The fundamental idea behind reinforcement learning (RL) is that the learning processes of all organisms are based on interaction with environment. RL aims to imitate this behaviour in artificial systems, so that they become fully self-organised and "intelligent". In other words, the goal of any RL algorithm is to create a function which maps perceived situations or states of the system to actions which need to be taken in them. This mapping function is known as the policy. It is developed through the system's trial-and-error experience, without the need for any prior knowledge of the environment's input-output model.
The most challenging part of my Master's project was to implement a real-time RL algorithm that would enable a rotary inverted pendulum (RIP) system, the same one as that shown on the control demo page, to learn a balancing strategy from scratch. The result is demonstrated in the video below.
After several days of running the Q(λ) algorithm, the RIP system had learned a relatively robust strategy to balance the pendulum for one minute before a swing-down controller was activated to return the pendulum to its original position in preparation for a new learning episode. This was a demonstration of pure artificial intelligence controlling a physical system, where a computer program had figured out how to do it without using any human knowledge or intervention.

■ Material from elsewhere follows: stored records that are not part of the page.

PR #3281, opened 2022-10-21
feat(redis): Add second shard to rate limiter and cache

untitaker:
We want to split out those usecases to a new redis cluster, but instead
of doing a hard cutover to a new redis instance we want to do it slowly.

We don't care much about dataloss (particularly for those usecases), our
primary concern is whether the new Redis instance can take the load of
those usecases. We have little insight into what causes the most load on
the current redis cluster, and at the same time hope to get away with a
single memorystore instance per-usecase as memorystore does not support
sharding yet.

In order to facilitate a "slow" cutover we introduce two new rollout
rate settings. Increasing a rollout rate will make the corresponding
usecase gradually start a different redis cluster (represented as a new
"v2 usecase"), and once we hit 1.0 on both of them we can essentially
revert this PR and point the "v1" usecase directly to the new cluster
(in one deploy)

There is a chance this doesn't go well and a single memorystore instance
cannot take the load of either the rate limit or caching usecase, in
which case we have to consider building sharding into Snuba.

Longer-term I'd ideally want us to move to Envoy's Redis proxy or a
similar abstraction layer between the redis client and the actual
instances. That would give us dual-writes and key-based sharding OOTB
without having to build it into the app itself.

### DIFF
--- a/snuba/state/rate_limit.py
+++ b/snuba/state/rate_limit.py
@@ -5,12 +5,14 @@ import uuid
 from collections import ChainMap, namedtuple
 from contextlib import AbstractContextManager, ExitStack, contextmanager
 from dataclasses import dataclass
+from hashlib import md5
 from types import TracebackType
 from typing import ChainMap as TypingChainMap
 from typing import Iterator, MutableMapping, Optional, Sequence, Type
 
 from snuba import environment, state
 from snuba.redis import RedisClientKey, get_redis_client
+from snuba.util import force_bytes
 from snuba.utils.metrics.wrapper import MetricsWrapper
 from snuba.utils.serializable_exception import SerializableException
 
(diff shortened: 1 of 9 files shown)


snuba/state/rate_limit.py
```diff
@@ -124,16 +129,27 @@ def rate_limit(
...
+        ]
     )
     assert isinstance(rate_history_s, (int, float))
+    assert isinstance(v2_cluster_rollout_rate, float)
 
     if bypass_rate_limit == 1:
         yield None
         return
 
+    should_use_v2 = (
```
evanh, line 147: I think this sharding choice logic should be inside the RedisCache, instead of duplicated in the code every place we want a v2 shard. Maybe we need a wrapper class around multiple `RedisCache`?

untitaker: i agree with this but i had hoped this code will be removed after we have moved the usecases over (so, within one week)

evanh (approved):

snuba/state/rate_limit.py
untitaker: "shard" is a misnomer i guess, we shard the keyspace across old/new cluster and make one shard gradually bigger in order to migrate traffic/load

But do not worry, it is not taking over the world any time soon! Assuming it is plugged in, its perception of the entire world is limited to digital readings from two sensors tracking the angular positions of the horizontally rotating arm and the vertically rotating pendulum, and its only way of communicating with the world is transmitting one of seven possible numbers which happens to represent a voltage applied to the DC motor driving the movement of the RIP system's arm.